The modified hinges are installed.  The bolts nearest the firewall are the original hinge points, and are now tightly bolted to hold the adapter.  The new hinge points are 2 inches toward the front of the truck. The board now opens much higher than before re-doing the hinges.  In addition, the limiting contact point is now the top corner of the controller hitting the rubber gasket at the top of the firewall.  This assures that no damage will be done if the board is carelessly opened too wide.

Completion of Wiring

Now that the board is mounted (hopefully) for the final time and I have good clearances, it is time to complete the wiring of the board.  The main circuits that need completion are the various signals into and out of the hairball.  These include things such as power and ground, ignition and start circuits, the throttle wiring, the speed control wiring, the control to activate one of the contactors and several connections to monitor existing signals.
 

I have completed the wiring except for one ground wire to the chassis.  There are additional features I hope to utilize in the future, but they can be added readily at any time..

Preparing for the First Drive

Now that the wiring is complete there are only a few items left before I can give the truck its inaugural test drive.  I need to program the controller, plumb the controller cooling system, fill it with antifreeze, and run some preliminary tests.

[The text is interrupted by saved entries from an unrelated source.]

PR #449, opened 2026-06-19
compliance(infra): Terraform for the incident-evidence S3 bucket (breach runbook §4.1 step 4)

swahlquist:
## What

Adds a reviewable Terraform module under `infra/incident-evidence-bucket/` that provisions the write-once forensic evidence bucket the breach runbook (`docs/legal/BREACH_RUNBOOK.md` §4.1 step 4, open-gap #2 in §12) references but which does **not exist yet**. Closes the Bucket-B incident-evidence task at the code level.

## What it provisions (once applied)

- `lingolinq-incident-evidence`, **Object Lock COMPLIANCE mode, 7-year default retention**
- Versioning ON, all four public-access blocks ON, `BucketOwnerEnforced` (ACLs off)
- SSE-S3 (AES-256) default; SSE-KMS optional via a variable
- Bucket policy: TLS-only; `PutObject`/read allowed **only** to the Incident Commander (Scot) and Tech Lead (Melissa) principals; write denied to everyone else
- MFA-delete intentionally omitted (COMPLIANCE-mode lock supersedes it, per runbook)

## ⚠️ NOT YET APPLIED — and not appliable from here

`terraform apply` is a **deliberate, admin-credentialed, irreversible** step, not part of this PR:

1. **COMPLIANCE-mode Object Lock is irreversible.** A written object cannot be deleted or shortened by anyone (incl. AWS root) for 7 years. A mistaken upload is stuck and billed the whole time. The module sets `prevent_destroy` and ships a throwaway-GOVERNANCE `test.tfvars` + `validate.sh` so the lock/policy are proven in a disposable bucket **first**.
2. **The app credentials cannot do it.** Verified live: the only identity available (`lingolinq-app` IAM user, acct `239044785114`) has no IAM access and cannot create an Object-Lock bucket or attach a bucket policy. Apply needs an admin principal.
3. **Three decisions + two ARNs are required from Scot before apply:** D1 region (default us-west-2, co-located with prod data), D2 lock mode (COMPLIANCE vs GOVERNANCE — irreversibility acceptance), D3 encryption (SSE-S3 vs SSE-KMS), plus the Incident Commander + Tech Lead IAM principal ARNs for `write_principal_arns`.

## Verification

- `terraform fmt` clean, `terraform validate` passes (TF v1.14.6, AWS provider >= 5.40).
- No bucket, role, or policy was created. Live AWS state was only **read** (caller identity, bucket list, bucket regions).

Full D1-D5 rationale: `~/ai-company-brain/outputs/plans/2026-06-19-incident-evidence-bucket-provisioning-plan.md`.

### DIFF
--- a/infra/incident-evidence-bucket/.gitignore
+++ b/infra/incident-evidence-bucket/.gitignore
@@ -1,0 +1,7 @@
+# Never commit local TF state or filled-in vars (may carry account ARNs / secrets).
+*.tfstate
+*.tfstate.*
+.terraform/
+.terraform.lock.hcl
+terraform.tfvars
+crash.log
--- a/infra/incident-evidence-bucket/README.md
+++ b/infra/incident-evidence-bucket/README.md
@@ -98,8 +98,9 @@ open-gap #2 closed.
 - **D4 name:** `lingolinq-incident-evidence`
 - **D5 method:** Terraform (this module)
 
-These are the module defaults, so `terraform.tfvars` only needs the two
-assume-role principal ARNs filled in
-(`incident_commander_trusted_principal_arns` = Scot,
-`tech_lead_trusted_principal_arns` = Melissa). Full rationale:
+These are the module defaults. `terraform.tfvars.example` is now pre-filled
+with the two assume-role principal ARNs for this account (`239044785114`):
+`wahlquist-admin` -> Incident Commander, `melissa-oneil` -> Tech Lead. Confirm
+both usernames are correct at apply time (the apply fails clearly if either ARN
+does not resolve). Full rationale:
 `~/ai-company-brain/outputs/plans/2026-06-19-incident-evidence-bucket-provisioning-plan.md`.
--- a/infra/incident-evidence-bucket/README.md
+++ b/infra/incident-evidence-bucket/README.md
@@ -1,0 +1,92 @@
+# Incident-evidence S3 bucket (Terraform)
+
+Provisions the write-once, tamper-proof forensic evidence bucket required by
+`docs/legal/BREACH_RUNBOOK.md` §4.1 step 4 and open-gap #2 (§12). The runbook
+hardcodes the name `s3://lingolinq-incident-evidence`; its commands assume this
+bucket exists before the first district contract redline.
+
+## What it creates
+
+| Resource | Setting |
+|----------|---------|
+| S3 bucket | `lingolinq-incident-evidence`, Object Lock enabled at creation |
+| Object Lock | `COMPLIANCE` mode, 7-year default retention (Decision D2) |
+| Versioning | Enabled |
+| Encryption | SSE-S3 (AES-256) by default; SSE-KMS optional (Decision D3) |
+| Public access | All four blocks ON |
+| Ownership | `BucketOwnerEnforced` (ACLs disabled) |
+| Bucket policy | TLS-only; write/read allowed ONLY to the Incident Commander + Tech Lead principals; PutObject denied to everyone else |
+
+MFA-delete is intentionally NOT configured: COMPLIANCE-mode Object Lock blocks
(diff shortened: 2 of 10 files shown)


swahlquist:

## Automated PR Review

### Verdict: `COMMENT`

| --- | --- | --- |

**Senior-dev:** The Terraform module is well-structured and the security controls are sound. Two concrete issues worth addressing before apply: real IAM usernames for named staff are committed to the example tfvars (PII/OPSEC concern), and the validate.sh Object Lock check has a logic bug that will always report PASS even when no lock is configured.

**Adversary:** The PR adds a well-documented Terraform module for a compliance-critical S3 bucket but contains a high-severity logic error: the bucket policy's 'DenyWriteFromOthers' condition incorrectly denies all writes, blocking the intended principals.

### Findings (5 unique)
- **[HIGH]** Bucket policy denies all PutObject, blocking intended writers - In main.tf, the 'DenyWriteFromOthers' statement uses condition StringNotEquals with aws:PrincipalArn against a list of ARNs. The condition will evaluate to true for any principal, including those in local.effective_write_principals, because StringNotEquals does not work with lists; the condition fai... _(flagged by: adversary)_
- **[MED]** Real IAM usernames for named individuals committed to example tfvars - terraform.tfvars.example and test.tfvars.example hardcode arn:aws:iam::239044785114:user/wahlquist-admin and arn:aws:iam::239044785114:user/melissa-oneil plus the account ID 239044785114. Staff ARNs tied to real names in a public AGPLv3 repo are a social-engineering/account-enumeration surface and e... _(flagged by: senior-dev)_
- **[MED]** validate.sh Object Lock check always passes regardless of config - Line: [ "$mode" != "NONE" ] && check ... ok || check ... bad. Because check always returns 0, the || branch never executes; the bad path is unreachable. An unconfigured bucket reports PASS. Fix: evaluate the condition first, then call a single check invocation with the result string. _(flagged by: senior-dev)_
- **[MED]** IAM policy missing s3:DeleteObject for bypass in GOVERNANCE mode - data.aws_iam_policy_document.evidence_rw lacks s3:BypassGovernanceRetention. In GOVERNANCE mode (test.tfvars), the admin running validation cannot delete test objects via terraform destroy or manual deletion without this permission, breaking cleanup flow. _(flagged by: adversary)_
- **[LOW]** validate.sh does not handle missing logging bucket gracefully - If enable_access_logging = true and log_target_bucket is absent/invalid, terraform apply will fail. However, the validation script's check for TLS-only policy uses a fragile grep that could match unrelated text. _(flagged by: adversary)_

---

swahlquist:
## Update: dedicated incident IAM roles added (per Scot)

The module now creates two dedicated, MFA-gated roles and auto-wires their **stable ARNs** into the bucket policy, rather than putting personal user ARNs into a 7-year-locked policy:

- `lingolinq-incident-commander` (assumed by Scot) and `lingolinq-tech-lead` (assumed by Melissa)
- Each assumable **only with MFA** (`require_mfa_to_assume`, default on) by the principals you name
- Each carries a scoped identity policy granting read/write of **this bucket only**
- Bucket policy writers = the two role ARNs; a precondition requires at least one writer

**Why roles over user ARNs:** staff changes (someone leaves, a new Tech Lead) only touch a role's trust policy, never the immutable bucket policy. That's the whole point of not hardcoding people into a 7-year lock.

**Apply-time fill-in is now just two values:** `incident_commander_trusted_principal_arns` (Scot's IAM user ARN) and `tech_lead_trusted_principal_arns` (Melissa's). `create_incident_roles = false` falls back to the supply-your-own-`write_principal_arns` model.

The throwaway test path sets `create_incident_roles = false` so `validate.sh --probe-write` can upload as the caller directly.

`terraform fmt` clean, `terraform validate` passes. Decisions confirmed: COMPLIANCE / SSE-S3 / us-west-2.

Programming the Controller

Before I can use the controller, I must program certain parameters into it.  This is one of the big advantages that convinced me to use this system.  I used my old laptop computer to do this.  Some of the parameters are the maximum current allowed to be taken from the batteries and to the motor, the minimum voltage allowed, the maximum RPM of the motor, etc.  There are also a number of functions which can be turned on or off.  In all there are about 27 programmable items.  In addition it is equipped to output streams of data while you drive which can provide many performance readings as well as diagnostics.  I have not yet really investigated all that can be done here, but it is extensive.
 

I have my laptop connected to the hairball to program many parameters into the controller system.  I am using a laptop computer here, but many use a Palm handheld PDA to do the same thing.  I plan to set up a Palm PDA to do this and carry it in the truck.

Controller Cooling System

The Zilla is a liquid cooled controller.  To this end I have installed a recirculating pump and a small radiator.  I needed to connect flexible vinyl tubing between all these parts.  In addition I included a squeeze bulb to use for priming the system.  After connecting the hoses, I gradually added an antifreeze and distilled water mix to the radiator.  I then pumped the bulb to force the solution all through the system, frequently adding coolant to keep the radiator full.  It took a while, but I finally got all the major air bubbles out, with only a fine foam at some of the high points.  I now started the pump which continued to circulate the fluid gradually letting the remaining air collect in the radiator and rise to the reservoir.

Pre-operation Test

Before applying full voltage and current to the system, I wanted to check that everything is functional while maintaining full safety.  I pulled one of the motor leads from the controller and connected a 60 watt light bulb between the controller and the motor. 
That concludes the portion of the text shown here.